## DATASET ENTRIES
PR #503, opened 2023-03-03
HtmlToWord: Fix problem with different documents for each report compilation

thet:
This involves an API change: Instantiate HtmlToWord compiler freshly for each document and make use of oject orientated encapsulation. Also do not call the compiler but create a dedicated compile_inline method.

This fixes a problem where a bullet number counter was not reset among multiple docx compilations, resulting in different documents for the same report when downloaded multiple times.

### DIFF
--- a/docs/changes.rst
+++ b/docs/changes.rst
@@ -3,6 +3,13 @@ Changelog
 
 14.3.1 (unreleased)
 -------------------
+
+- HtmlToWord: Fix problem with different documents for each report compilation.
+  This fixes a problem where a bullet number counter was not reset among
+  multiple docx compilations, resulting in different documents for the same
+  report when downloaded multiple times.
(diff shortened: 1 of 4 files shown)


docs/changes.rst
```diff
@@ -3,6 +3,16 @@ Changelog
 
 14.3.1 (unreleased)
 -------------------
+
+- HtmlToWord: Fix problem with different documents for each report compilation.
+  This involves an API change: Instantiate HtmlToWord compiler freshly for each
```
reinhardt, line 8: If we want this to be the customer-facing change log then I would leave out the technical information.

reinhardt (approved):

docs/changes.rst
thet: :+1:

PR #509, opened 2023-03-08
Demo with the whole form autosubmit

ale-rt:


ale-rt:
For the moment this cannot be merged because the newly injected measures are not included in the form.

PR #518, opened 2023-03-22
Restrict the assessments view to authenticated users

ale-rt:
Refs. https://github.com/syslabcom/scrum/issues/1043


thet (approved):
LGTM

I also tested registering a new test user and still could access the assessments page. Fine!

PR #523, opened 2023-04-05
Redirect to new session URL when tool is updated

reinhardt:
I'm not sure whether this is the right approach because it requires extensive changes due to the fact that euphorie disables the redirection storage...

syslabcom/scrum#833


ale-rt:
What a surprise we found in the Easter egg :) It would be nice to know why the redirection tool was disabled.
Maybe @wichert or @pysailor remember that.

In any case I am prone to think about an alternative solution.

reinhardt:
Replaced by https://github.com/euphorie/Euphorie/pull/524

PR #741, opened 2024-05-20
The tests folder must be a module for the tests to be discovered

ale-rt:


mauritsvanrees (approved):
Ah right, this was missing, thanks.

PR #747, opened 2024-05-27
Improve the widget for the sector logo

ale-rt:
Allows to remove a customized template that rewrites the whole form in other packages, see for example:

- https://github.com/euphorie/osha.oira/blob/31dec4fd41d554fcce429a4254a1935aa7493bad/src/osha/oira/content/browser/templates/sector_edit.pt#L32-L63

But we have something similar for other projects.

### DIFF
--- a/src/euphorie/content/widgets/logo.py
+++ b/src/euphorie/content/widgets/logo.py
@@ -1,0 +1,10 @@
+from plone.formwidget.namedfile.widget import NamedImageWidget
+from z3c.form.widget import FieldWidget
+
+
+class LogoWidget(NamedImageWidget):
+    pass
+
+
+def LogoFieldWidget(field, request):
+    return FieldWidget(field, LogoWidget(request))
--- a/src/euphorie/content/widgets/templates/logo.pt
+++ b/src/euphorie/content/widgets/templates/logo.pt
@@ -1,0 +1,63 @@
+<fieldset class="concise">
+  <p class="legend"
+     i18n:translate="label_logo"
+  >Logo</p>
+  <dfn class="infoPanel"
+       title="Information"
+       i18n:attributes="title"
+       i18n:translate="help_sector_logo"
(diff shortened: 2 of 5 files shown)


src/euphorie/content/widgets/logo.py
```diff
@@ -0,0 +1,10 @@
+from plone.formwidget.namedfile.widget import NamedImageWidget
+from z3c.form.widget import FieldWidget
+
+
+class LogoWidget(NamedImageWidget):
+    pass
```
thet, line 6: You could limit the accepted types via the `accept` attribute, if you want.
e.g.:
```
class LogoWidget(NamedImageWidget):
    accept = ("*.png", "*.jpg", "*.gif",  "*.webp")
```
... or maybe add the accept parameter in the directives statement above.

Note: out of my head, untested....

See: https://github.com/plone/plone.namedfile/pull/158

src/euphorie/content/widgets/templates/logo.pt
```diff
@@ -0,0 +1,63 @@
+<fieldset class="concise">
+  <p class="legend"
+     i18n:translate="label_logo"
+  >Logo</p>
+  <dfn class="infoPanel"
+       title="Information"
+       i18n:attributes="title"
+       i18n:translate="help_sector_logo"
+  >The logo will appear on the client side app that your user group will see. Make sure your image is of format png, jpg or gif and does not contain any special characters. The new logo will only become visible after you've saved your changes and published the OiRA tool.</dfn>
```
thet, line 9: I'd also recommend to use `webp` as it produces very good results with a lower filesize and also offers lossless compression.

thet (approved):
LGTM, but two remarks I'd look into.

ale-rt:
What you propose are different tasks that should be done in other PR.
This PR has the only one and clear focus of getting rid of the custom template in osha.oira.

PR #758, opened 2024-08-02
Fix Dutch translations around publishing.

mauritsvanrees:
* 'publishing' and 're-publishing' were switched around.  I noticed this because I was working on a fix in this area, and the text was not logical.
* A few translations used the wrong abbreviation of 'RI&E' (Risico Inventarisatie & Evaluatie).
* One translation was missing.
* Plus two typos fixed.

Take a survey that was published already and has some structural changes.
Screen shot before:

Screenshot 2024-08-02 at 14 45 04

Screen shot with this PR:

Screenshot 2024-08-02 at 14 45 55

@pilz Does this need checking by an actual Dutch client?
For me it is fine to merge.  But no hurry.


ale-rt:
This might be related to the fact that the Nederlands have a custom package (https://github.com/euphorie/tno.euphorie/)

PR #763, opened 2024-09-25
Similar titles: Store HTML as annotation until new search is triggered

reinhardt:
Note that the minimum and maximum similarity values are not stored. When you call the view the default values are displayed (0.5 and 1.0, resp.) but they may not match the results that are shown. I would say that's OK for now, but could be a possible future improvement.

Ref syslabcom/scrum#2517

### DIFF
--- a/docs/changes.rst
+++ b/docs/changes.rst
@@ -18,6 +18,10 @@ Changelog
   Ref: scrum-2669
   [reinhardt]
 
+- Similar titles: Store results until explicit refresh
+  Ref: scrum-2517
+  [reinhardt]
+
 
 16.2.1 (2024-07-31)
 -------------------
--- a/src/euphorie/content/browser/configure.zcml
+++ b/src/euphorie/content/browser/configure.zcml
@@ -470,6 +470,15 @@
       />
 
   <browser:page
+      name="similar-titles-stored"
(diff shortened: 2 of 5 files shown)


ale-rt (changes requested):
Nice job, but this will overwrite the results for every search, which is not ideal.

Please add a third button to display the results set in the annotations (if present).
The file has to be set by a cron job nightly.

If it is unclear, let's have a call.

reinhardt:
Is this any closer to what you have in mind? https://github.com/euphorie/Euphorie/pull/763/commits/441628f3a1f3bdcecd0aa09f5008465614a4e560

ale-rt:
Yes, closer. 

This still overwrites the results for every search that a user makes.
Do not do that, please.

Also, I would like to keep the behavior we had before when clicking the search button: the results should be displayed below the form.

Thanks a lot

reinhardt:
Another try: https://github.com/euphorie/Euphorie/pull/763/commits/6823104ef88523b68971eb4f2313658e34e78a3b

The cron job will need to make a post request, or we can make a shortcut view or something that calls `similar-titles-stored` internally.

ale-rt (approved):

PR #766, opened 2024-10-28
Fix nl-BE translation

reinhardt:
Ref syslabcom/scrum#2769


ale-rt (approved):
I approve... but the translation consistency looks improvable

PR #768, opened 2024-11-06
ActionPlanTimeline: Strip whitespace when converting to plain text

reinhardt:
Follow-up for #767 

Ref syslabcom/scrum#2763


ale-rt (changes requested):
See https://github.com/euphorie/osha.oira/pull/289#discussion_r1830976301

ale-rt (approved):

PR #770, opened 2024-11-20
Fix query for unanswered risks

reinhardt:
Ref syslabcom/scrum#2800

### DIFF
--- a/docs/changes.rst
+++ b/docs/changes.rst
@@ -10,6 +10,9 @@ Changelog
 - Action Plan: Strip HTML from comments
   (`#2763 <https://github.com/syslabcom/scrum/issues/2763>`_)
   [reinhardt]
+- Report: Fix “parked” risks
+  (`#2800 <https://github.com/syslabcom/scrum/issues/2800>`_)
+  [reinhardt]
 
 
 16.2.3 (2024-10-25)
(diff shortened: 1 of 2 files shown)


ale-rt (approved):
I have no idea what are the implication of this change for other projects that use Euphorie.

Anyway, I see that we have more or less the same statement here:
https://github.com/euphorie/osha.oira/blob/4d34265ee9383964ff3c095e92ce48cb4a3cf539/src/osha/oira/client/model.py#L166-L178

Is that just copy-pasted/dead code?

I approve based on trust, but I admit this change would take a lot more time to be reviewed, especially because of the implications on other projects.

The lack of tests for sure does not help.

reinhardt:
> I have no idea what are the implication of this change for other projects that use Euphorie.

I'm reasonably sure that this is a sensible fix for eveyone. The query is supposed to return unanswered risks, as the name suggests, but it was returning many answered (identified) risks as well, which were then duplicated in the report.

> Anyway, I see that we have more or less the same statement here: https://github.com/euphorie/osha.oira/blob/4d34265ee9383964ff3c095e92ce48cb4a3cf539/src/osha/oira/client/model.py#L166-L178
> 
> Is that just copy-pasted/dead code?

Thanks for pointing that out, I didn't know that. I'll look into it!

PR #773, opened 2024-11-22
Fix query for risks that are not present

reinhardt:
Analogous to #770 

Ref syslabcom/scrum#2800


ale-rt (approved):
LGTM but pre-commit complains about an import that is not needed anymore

* * *

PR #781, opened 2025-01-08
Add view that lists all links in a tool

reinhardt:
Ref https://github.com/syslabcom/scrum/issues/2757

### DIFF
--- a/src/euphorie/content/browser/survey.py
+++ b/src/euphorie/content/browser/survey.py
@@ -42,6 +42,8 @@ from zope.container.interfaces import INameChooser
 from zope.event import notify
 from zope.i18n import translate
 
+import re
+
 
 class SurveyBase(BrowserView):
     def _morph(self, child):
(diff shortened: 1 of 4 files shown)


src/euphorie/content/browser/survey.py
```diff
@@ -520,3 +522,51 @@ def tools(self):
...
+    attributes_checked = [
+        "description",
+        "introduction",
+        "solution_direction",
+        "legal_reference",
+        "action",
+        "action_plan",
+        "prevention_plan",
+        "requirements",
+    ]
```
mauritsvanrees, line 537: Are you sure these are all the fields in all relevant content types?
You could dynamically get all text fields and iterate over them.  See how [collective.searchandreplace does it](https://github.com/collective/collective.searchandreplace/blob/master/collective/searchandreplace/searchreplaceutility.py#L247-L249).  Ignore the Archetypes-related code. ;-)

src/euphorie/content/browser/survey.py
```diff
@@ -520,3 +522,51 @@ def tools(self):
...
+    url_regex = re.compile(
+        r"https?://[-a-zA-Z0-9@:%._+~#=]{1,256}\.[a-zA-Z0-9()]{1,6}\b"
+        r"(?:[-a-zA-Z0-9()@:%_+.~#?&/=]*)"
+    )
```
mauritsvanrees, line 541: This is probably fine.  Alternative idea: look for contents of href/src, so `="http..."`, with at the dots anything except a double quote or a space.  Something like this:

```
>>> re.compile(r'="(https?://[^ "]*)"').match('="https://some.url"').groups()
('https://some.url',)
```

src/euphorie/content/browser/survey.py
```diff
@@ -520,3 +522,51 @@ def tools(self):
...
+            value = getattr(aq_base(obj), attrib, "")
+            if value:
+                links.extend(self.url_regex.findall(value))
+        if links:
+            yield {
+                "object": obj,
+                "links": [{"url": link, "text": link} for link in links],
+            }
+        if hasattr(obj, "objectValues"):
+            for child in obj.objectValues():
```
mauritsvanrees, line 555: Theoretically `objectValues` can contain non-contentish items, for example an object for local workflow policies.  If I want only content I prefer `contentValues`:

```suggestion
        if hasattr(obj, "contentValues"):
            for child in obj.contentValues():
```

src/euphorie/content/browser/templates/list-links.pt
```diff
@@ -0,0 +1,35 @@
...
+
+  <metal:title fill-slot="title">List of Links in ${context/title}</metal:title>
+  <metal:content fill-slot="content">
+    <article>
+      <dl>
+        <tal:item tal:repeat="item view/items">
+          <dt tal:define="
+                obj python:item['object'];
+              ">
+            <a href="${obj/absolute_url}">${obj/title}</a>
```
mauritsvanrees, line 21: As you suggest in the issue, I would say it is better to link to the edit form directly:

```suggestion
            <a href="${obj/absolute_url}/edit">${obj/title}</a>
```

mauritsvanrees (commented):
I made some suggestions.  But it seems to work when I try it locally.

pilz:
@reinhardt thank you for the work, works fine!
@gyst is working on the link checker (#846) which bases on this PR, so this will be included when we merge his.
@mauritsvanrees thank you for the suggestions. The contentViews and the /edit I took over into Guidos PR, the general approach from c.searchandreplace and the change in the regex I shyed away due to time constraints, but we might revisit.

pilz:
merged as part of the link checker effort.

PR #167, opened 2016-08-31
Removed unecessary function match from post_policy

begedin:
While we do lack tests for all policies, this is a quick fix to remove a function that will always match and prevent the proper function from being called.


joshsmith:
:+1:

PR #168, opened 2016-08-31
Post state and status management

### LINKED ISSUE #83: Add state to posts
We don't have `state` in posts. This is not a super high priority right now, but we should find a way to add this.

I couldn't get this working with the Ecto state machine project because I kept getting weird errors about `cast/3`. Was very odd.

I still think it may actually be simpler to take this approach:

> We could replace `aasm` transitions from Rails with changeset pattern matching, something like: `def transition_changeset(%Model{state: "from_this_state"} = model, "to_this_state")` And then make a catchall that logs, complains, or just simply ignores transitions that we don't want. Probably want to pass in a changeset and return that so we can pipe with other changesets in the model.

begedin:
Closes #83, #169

...

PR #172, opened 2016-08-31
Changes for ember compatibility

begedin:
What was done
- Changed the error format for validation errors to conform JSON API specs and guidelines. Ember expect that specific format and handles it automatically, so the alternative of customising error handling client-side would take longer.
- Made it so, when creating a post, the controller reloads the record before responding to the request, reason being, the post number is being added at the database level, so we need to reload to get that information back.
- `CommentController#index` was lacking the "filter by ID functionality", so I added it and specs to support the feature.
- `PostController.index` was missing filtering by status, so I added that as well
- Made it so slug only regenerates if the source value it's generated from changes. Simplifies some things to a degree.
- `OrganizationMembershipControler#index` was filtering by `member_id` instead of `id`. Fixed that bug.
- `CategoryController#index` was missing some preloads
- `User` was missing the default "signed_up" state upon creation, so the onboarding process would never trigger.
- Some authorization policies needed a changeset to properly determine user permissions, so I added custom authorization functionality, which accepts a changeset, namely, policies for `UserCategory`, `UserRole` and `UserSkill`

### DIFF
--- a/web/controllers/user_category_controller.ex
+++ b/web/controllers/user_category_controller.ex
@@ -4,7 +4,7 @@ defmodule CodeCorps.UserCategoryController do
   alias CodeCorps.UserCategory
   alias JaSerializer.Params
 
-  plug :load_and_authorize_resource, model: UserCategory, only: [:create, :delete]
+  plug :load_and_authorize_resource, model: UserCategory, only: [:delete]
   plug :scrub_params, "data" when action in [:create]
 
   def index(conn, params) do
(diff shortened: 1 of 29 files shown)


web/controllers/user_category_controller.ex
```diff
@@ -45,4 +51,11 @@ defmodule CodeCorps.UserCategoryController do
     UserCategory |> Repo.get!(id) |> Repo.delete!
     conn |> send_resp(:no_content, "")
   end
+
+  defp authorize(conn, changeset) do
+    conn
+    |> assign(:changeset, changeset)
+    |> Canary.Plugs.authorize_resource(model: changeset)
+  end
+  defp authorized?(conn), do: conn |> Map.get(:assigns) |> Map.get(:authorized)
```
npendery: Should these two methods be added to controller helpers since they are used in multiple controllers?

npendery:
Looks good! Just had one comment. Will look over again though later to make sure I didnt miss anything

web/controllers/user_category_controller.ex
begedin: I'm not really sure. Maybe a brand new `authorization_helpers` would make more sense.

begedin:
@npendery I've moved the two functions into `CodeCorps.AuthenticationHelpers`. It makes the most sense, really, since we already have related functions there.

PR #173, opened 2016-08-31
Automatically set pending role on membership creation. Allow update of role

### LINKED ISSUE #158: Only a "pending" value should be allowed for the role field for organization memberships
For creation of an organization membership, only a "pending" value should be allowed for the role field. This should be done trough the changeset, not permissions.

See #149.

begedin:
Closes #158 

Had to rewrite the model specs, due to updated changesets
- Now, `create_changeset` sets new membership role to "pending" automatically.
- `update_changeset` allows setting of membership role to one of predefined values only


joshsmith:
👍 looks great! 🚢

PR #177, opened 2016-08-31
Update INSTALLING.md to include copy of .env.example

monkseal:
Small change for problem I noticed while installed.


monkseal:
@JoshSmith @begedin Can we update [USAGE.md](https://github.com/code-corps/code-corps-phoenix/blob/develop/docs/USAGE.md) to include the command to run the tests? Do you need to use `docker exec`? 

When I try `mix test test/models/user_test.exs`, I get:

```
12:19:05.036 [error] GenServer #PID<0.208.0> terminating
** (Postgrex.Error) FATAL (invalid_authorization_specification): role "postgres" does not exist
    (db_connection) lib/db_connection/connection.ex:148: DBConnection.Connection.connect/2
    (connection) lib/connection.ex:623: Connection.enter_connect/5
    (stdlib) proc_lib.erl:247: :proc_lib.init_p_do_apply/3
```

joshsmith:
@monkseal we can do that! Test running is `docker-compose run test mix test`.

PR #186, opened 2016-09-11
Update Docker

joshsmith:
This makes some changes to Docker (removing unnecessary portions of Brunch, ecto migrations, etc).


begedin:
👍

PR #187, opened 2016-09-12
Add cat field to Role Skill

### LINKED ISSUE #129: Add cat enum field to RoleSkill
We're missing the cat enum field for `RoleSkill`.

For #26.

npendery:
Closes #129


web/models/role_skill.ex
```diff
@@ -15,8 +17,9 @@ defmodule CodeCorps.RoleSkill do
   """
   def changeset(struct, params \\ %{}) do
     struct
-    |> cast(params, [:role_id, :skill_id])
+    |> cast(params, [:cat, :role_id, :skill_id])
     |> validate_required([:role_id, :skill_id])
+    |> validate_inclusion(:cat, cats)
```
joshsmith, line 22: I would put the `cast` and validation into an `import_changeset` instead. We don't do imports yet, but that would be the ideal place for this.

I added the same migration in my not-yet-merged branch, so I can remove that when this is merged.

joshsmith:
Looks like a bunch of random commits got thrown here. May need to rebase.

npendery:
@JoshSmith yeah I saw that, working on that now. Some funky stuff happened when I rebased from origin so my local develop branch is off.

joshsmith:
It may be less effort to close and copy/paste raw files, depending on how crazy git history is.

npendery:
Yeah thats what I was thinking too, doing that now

## WHAT YOU SHOULD DO
Your answer should be one number: how many lines of the material include the word "suggestions".

## WRITTEN SOLUTION
2